Provo Had a “Pest House” for Those with Communicable Diseases.

Contagious diseases like measles, diphtheria, and small pox reigned among the most dreaded scourges of frontier life.  No vaccination for measles and diphtheria existed, and the isolation of the patient was one of the only ways to prevent the spread of these diseases. Even though many Provo residents had been inoculated for small pox, travelers sometimes carried the illness into town. They were promptly isolated until they recovered or died.

Provo did not have a specific place set aside for isolating infected patients until the spring of 1873 when a wayfarer, Captain R.C. Thomas, entered the city with little more than the clothes on his back and a case of small pox.

The Provo City Council rapidly authorized the purchase of 50 or 60 acres of land near the mountains and constructed a “pest house,” so called because it was used to confine people suffering from a pestilence, or a communicable disease.

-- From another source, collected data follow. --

PR #885, opened 2016-02-08
Allow destination targets to be specified

wsorenson:
FYI @jhaber @tpetr 

We should probably stop relying on embedded artifacts "defaulting" to the app directory - that feels off to me given this capability.

Part 2 of this will allow batching, but I don't think it's necessary for MVP.


tpetr:
:+1:

jhaber:
cool lgtm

Thomas recovered in a little more than two weeks.

In 1877, a transient from California who was also suffering from small pox entered Provo. Workmen added another room onto the pest house for the use of attending nurses, and the new patient moved in. He survived, but a local teenage boy contracted the disease and died.

Increased fear of contagious diseases motivated the city council to pass an ordinance in 1878 that provided for quarantine and sanitary regulations. This ordinance required the appointment of a quarantine physician. The isolation at home of those who were ill with a serious disease and the marking of their residence with a yellow flag were now required by law. The ordinance also levied fines for those knowingly transporting sick people into Provo or for violating any part of the ordinance.

With infected people now confined to their own homes, the use of the “pest house” dwindled and it gradually became dilapidated. Workmen finally razed it in the 20th Century.